The attached pdf files represent different situations:

Run 1:

Before bass drivers installation modification, but no amplifier gain correction (all channels at 12 o'clock).

Run 2:

After bass driver installation modification, but no amplifier gain correction (all channels at 12 o'clock).

Run 3:

With amplifier gain correction. What I did was, by ear, match speaker levels using amplifier gain settings, then run the EQ process.


The difference is dramatic in terms of SQ. This has been a learning process, and I thouroughly recommend installing speakers as best as you can, regarding placement and mfg recommendations (i.e., sealed or reflex ported cabinets) and roughly equalise each channel amp gain prior to running Imprint, AND using a PC to do it, do not use the PXE-H650 standalone process, there's a handful of additional important options when using a PC.

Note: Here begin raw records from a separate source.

PR #2209, opened 2024-04-02
Sticker set initialization fix

evd0kim:
## Description

Fixed 

```
 __init__() missing 2 required positional arguments: 'is_animated' and 'is_video'
```

by re-arranging arguments and assigning default values.

Tested on frequently updating stickers https://t.me/addstickers/hcn_by_SatoshiSaysBot

### DIFF
--- a/telebot/types.py
+++ b/telebot/types.py
@@ -6308,7 +6308,7 @@ class StickerSet(JsonDeserializable):
             obj['thumbnail'] = None
         return cls(**obj)
 
-    def __init__(self, name, title, sticker_type, is_animated, is_video, stickers, thumbnail=None, **kwargs):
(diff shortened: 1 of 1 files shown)


coder2020official:
API update caused this; @Badiboy

Badiboy:
Will be implemented in 7.2 update. When we find the way how to save backward compatibility.

evd0kim:
> Will be implemented in 7.2 update. When we find the way how to preserve backward compatibility.

I am just curious what backward compatibility is meant here

Badiboy:
If you simply change signature of existing library functions - all software that used that function before will be f***ed. :)

Badiboy:
@evd0kim Your solution was correct: we identified that this class is never created by users. 

Applied with some additions here: https://github.com/eternnoir/pyTelegramBotAPI/pull/2217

It is visible on the first run that when the drivers were installed in unsealed boxes, there was significant bass rollof in all channels. This severe rollof disappeared from the front channels and from the subwoofer in the second run. It is still present in the rear channels due to them not having subs associated, just the fronts and rear bassbox, which is alright because I crossed them over at 120Hz to the the bassbox. I did the same with the fronts at 80Hz.

Notice that trimming of all channels was large, going from +7dB in the RB speaker to -7dB in the sub, which were right at the maximum ability of the PXE-H650.

So, the following step was to match channel gain, which I did and the results are visible in the third file. Notice how much better the door subs blend with the dash speakers, in the LF and RF graphs, even before correction. Also note the much flatter sub response.

You may find strange that the high frequencies are rolled off in the "after" graphs, in all channels. That is my doing, since the place the tweeters are located makes them scream at my ears. Rolling them off like I did, makes the system sound pleasant, smooth and untiring. Also, the bass boost in all channels is also my doing, I did that to compensate for road and engine noise.

After the whole deal, I can NOW say I'm finally happy with the way the system sounds! It is VERY good for a car system. Still no match for my home system, but I fully expected that.

Having said that, I would love to see better software, that would allow me to change the filters, just like I do with my TAG AV32R-DP. The Audissey software allowed me to only choose betwwen 4 pre made target curves, with a choice of a further three parameters for each.

There's also no user manual for the software. I suspect this must have something to do with the Audissey license Alpine got: the Audissey software bit looks like a black box and you have to trust what it does, period. O r steer clear from it. In my case, A/B comparison shows the final results to be extremely worthwhile, so I'm definitely keeping the PXE-H650 where it is.

A month or so from now, after all components have run in, I'll do a new run and see how it goes.